Risk factor appears to kick in, for some carriers, only in old age

Peer-Reviewed Publication

American Psychological Association

WASHINGTON -- Australian researchers say that a genotype that heightens the risk for Alzheimer's disease does not contribute to cognitive change during most of adulthood. The largest study of its kind has found that carriers and non-carriers show the same type and extent of normal age-related cognitive declines, decades before carriers start to more often develop symptoms of dementia. The findings suggest that the higher-risk genotype acts only in later years to layer disease on top of normal aging.

The findings appear in the January issue of Neuropsychology, which is published by the American Psychological Association (APA).

The study may help rule out the possibility of very early Alzheimer's as the cause of the declines among carriers before they reach old age. Write the authors, "[Alzheimer's disease] processes may occur later in the lifespan and add to normal cognitive aging to produce a dementia syndrome."

The study confirmed that carriers of the APOE4 gene type (allele), which confers higher risk for Alzheimer's, are just like other people their age throughout most of adult life in terms of core mental functions. Previous findings had been unclear. Lead author Anthony Jorm, PhD, DSc, explains, "Although some areas of cognitive decline begin from early adulthood onwards, this is not due – as some have speculated -- to very early Alzheimer's changes in the brain."

The APOE gene helps to transport cholesterol through the production of apolipoprotein E. People carry two copies of APOE, each being one of four APOE alleles. APOE4 raises Alzheimer's risk. In this study, researchers at the University of Melbourne and Australian National University assessed whether the small percentage (varying by ethnicity) of the population that carries at least one copy of APOE4 are cognitively different from non-carriers long before anyone shows signs of dementia.
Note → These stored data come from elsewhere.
PR #1655, opened 2019-09-10
[Android/Api] add timeout in single-shot

jaeyun-jung:
Add method to set the timeout in single-shot API.

### DIFF
--- a/api/android/api/src/main/java/org/nnsuite/nnstreamer/SingleShot.java
+++ b/api/android/api/src/main/java/org/nnsuite/nnstreamer/SingleShot.java
@@ -39,6 +39,7 @@ public final class SingleShot implements AutoCloseable {
     private native TensorsData nativeInvoke(long handle, TensorsData in);
     private native TensorsInfo nativeGetInputInfo(long handle);
     private native TensorsInfo nativeGetOutputInfo(long handle);
+    private native boolean nativeSetTimeout(long handle, int timeout);
 
     /**
      * Creates a new <code>SingleShot</code> instance with the given model.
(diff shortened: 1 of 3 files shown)


api/android/api/src/main/java/org/nnsuite/nnstreamer/SingleShot.java
```diff
@@ -143,6 +148,26 @@ public TensorsInfo getOutputInfo() {
...
 
+    /**
+     * Sets the maximum amount of time to wait for an output, in milliseconds.
+     *
+     * @param timeout The time to wait for an output
+     *
+     * @throws IllegalArgumentException if given param is invalid
+     * @throws IllegalStateException if failed to set the timeout
+     */
+    public void setTimeout(int timeout) {
```
myungjoo: Timeout was unsigned-int in C-API.

api/android/sample/src/main/java/org/nnsuite/nnstreamer/sample/MainActivity.java
```diff
@@ -262,6 +262,9 @@ private void runSingle() {
             TensorsInfo outInfo = single.getOutputInfo();
             printTensorsInfo(outInfo);
 
+            /* set timeout (1 second) */
+            single.setTimeout(1000);
```
myungjoo: Default timeout in C-API was 3 sec.

jaeyun-jung: This is sample code to set 1 second timeout.

api/android/api/src/main/java/org/nnsuite/nnstreamer/SingleShot.java
jaeyun-jung: Because java does not support unsigned type, I added an exception case in this method when timeout is negative value.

The authors studied 6,560 people living in Canberra or neighboring Queanbeyan enrolled in the PATH Through Life Project, a long-term study of aging that assesses people in the age groups of 20-24, 40-44, and 60-64 years every four years for a period of 20 years. Jorm and his colleagues evaluated whether, in each age group, carriers of APOE4 (27 percent in their sample) were significantly different from non-carriers on tests of functions affected by Alzheimer's: episodic memory, working memory, mental speed, reaction time, and reading vocabulary.
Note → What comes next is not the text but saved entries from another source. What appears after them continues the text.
PR #1656, opened 2019-09-11
[Api/Single] invalid condition to check file extension

jaeyun-jung:
1. Fix invalid cond to check file extension.
2. Add proper log message and error code to set tensors info.


api/capi/src/nnstreamer-capi-single-new.c
```diff
@@ -304,13 +304,16 @@ ml_single_open (ml_single_h * single, const char *model,
   } else {
     ml_tensors_info_h in_info;
 
-    status = ML_ERROR_INVALID_PARAMETER;
-    if (!klass->input_configured (single_h->filter))
+    if (!klass->input_configured (single_h->filter)) {
+      status = ML_ERROR_INVALID_PARAMETER;
```
dongju-chae: How about adding an error msg here too?

jaeyun-jung: I updated this PR to add log message.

Performance on all tests (except for reading vocabulary, which tends to hold up with age) declined across age groups, a sign of normal cognitive aging. However, APOE4 did not affect performance at any age. Thus the researchers conclude that at least between ages 20 and 64, people with APOE4 age normally in those central cognitive functions.

This finding suggests that APOE4 heightens the risk for Alzheimer's in old age through an additional, as-yet-unknown process that accelerates or intensifies normal changes, pushing them into the range of disease. Jorm provides an analogy. "In general, hair becomes thinner with age," he says. "However, there are some people who have an additional hereditary factor that makes them bald at an early age."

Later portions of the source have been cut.